TINA TRUJILLO is an assistant professor in the Graduate School of Education at the University of California, Berkeley. She earned a Ph.D. in education from the University of California at Los Angeles and an M.A. in education from the University of Colorado Boulder. This commentary appeared in Teachers College Record on June 14, 2012. Sources cited here are listed in the online article.

In the 1955 classic novel Catch-22, Joseph Heller chronicles the absurdity of the bureaucratic rules and constraints to which a conflicted Air Force bombardier and countless others are subjected. Each character lives under the absolute, yet illogical, power of these policies. One by one, they come to see the paradoxical nature of the policies, and eventually the bombardier realizes that the main policy—Catch-22—is an empty one, based on illogical reasoning. Its real purpose is to justify the behavior of those in power and maintain the status quo.

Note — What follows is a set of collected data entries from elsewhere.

PR #3094, opened 2023-10-30
[IMP] Sheetview: expose Sheetview `Rect`

rrahir:
Introducing a new getter that allows to export the sheetview offset and dimensions (width/height).

Task: 3575484

## Description:

## review checklist

- [ ] exportable in excel
- [ ] unit tested
- [ ] clean commented code
- [ ] track breaking changes

### DIFF
--- a/src/plugins/ui_stateful/sheetview.ts
+++ b/src/plugins/ui_stateful/sheetview.ts
@@ -99,6 +99,7 @@ export class SheetViewPlugin extends UIPlugin {
     "getSheetViewVisibleRows",
     "getFrozenSheetViewRatio",
     "isPositionVisible",
+    "getVisibleSheetViewRect",
   ] as const;
 
   readonly viewports: Record<UID, SheetViewports | undefined> = {};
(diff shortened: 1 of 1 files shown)


src/plugins/ui_stateful/sheetview.ts
```diff
@@ -316,6 +317,15 @@ export class SheetViewPlugin extends UIPlugin {
     };
   }
 
+  getVisibleSheetViewRect(): Rect {
```
hokolomopo, line 320: Are we ok with getters in o_spreadsheet that are only used in Odoo ? We could add this getter to a random odoo plugin

rrahir: this exposes the internal state of the plugin, so yeah I could use existing getters to infer it, it just looked super shitty.

hokolomopo: Yeah both solution sucks, I was just wondering our stance on "getter only used in odoo" vs "wonky getter only in odoo"

PR #3095, opened 2023-10-30
[IMP] locale: change date format with locale

hokolomopo:
## Description

This commit changes the date format of the cells when changing the locale.

This is currently done the dumbest way possible: check if the cell's format exactly match the previous locale's format, and if so, change it to the new locale's format. This works fine as long as the only date formats are the ones used in the topbar menu.

Further work can be done to support a conversion with more date formats that don't exactly match the locale's.

Task: : [3575516](https://www.odoo.com/web#id=3575516&action=333&active_id=2328&model=project.task&view_type=form&cids=1&menu_id=4720)

## review checklist

- [ ] exportable in excel
- [ ] unit tested
- [ ] clean commented code
- [ ] track breaking changes

### DIFF
--- a/src/plugins/core/settings.ts
+++ b/src/plugins/core/settings.ts
@@ -1,5 +1,12 @@
-import { isValidLocale } from "../../helpers/locale";
-import { CommandResult, CoreCommand, DEFAULT_LOCALE, Locale, WorkbookData } from "../../types";
+import { getDateTimeFormat, isValidLocale } from "../../helpers/locale";
+import {
+  CommandResult,
+  CoreCommand,
+  DEFAULT_LOCALE,
+  Format,
+  Locale,
+  WorkbookData,
+} from "../../types";
 import { CorePlugin } from "./../core_plugin";
 
 export class SettingsPlugin extends CorePlugin {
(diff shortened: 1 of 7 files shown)


src/plugins/core/settings.ts
```diff
@@ -26,6 +36,29 @@ export class SettingsPlugin extends CorePlugin {
...
   }
 
+  private changeCellsDateFormatWithLocale(oldLocale: Locale, newLocale: Locale) {
+    for (const sheetId of this.getters.getSheetIds()) {
+      for (const [cellId, cell] of Object.entries(this.getters.getCells(sheetId))) {
+        let formatToApply: Format | undefined;
+        if (cell.format === oldLocale.dateFormat) {
+          formatToApply = newLocale.dateFormat;
+        }
+        if (cell.format === getDateTimeFormat(oldLocale)) {
```
LucasLefevre, line 46: shouldn't we also check `timeFormat` while we are at it?

LucasLefevre (approved):

src/plugins/core/settings.ts
hokolomopo: True, I changed that

LucasLefevre (approved):
robodoo r+

PR #3125, opened 2023-11-03
[FIX] evaluation: fix incorrect invalidation

LucasLefevre:
## Description:

Steps to reproduce: look at the test.

Here is what happens:
- initially, all cells are being evaluated, in this order: [sheet1!A1, sheet2!A1, sheet2!A4]

1) When sheet!A1 is evaluated, it evaluates its dependency sheet2!A4. MEDIAN(A2:A3) function results with an error because A2:A3 is empty (the array formula MFILL is not spread yet)

2) Then sheet2!A1 is evaluated, which marks sheet2!A4 as to be re-evaluated at the next iteration because it depends on A2:A3 which was just filled with values.

3) The third cell in the list, sheet2!A4, is computed. But it's been already been computed at the first step (the result is an error). Nothing wrong at this point.
The issue comes when we store the value in `setEvaluatedCell`: we remove the cell from `setEvaluatedCell`! It means it will never be recomputed at the next iteration.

The Obama administration’s 2009 school turnaround policy is in many ways a catch-22.  After announcing its intention to turn around 5,000 of the nation’s lowest performing schools over the next 5 years, the federal government poured an unprecedented $3.5 billion into the federal School Improvement Grant (SIG) program. Such a worthy goal, in the administration’s view, required quick, drastic action at the school level. Out of four policy options prescribed by the administration, districts that receive SIG monies choose the turnaround option the second most frequently for schools (Hurlburt, LeFloch, Therriault, & Cole, 2011). This policy mandates that schools fire the principals and teachers and change schools’ overall management. If the schools’ performance does not adequately improve (each state sets the definition of improvement), states can pull the funding.

Yet the assumption behind school turnarounds—that rapid, dramatic changes in staffing and management can fundamentally improve persistently low-performing schools—is inherently paradoxical because the turnaround option rests on faulty, unwarranted claims. In fact, the policy exists despite evidence to the contrary. Such reforms engender the exact conditions that long lines of research have linked with persistent low performance—high turnover, instability, poor climate, inexperienced teachers, and racial and socioeconomic segregation.

In this way, the policy presents schools targeted for turnaround with certain impossible dilemmas, or catch-22s, because implementing the policy is likely to lead schools back to the original problems that the turnaround was supposed to solve.

For example, architects of the turnaround concept ignored earlier research on analogous reforms that have been implemented to dramatically change school staffing, organization, and management in an effort to achieve similarly dramatic changes in student performance. This research documents a range of negative unintended consequences of these reforms, such as heightened racial or socioeconomic isolation and organizational instability (Mathis, 2009).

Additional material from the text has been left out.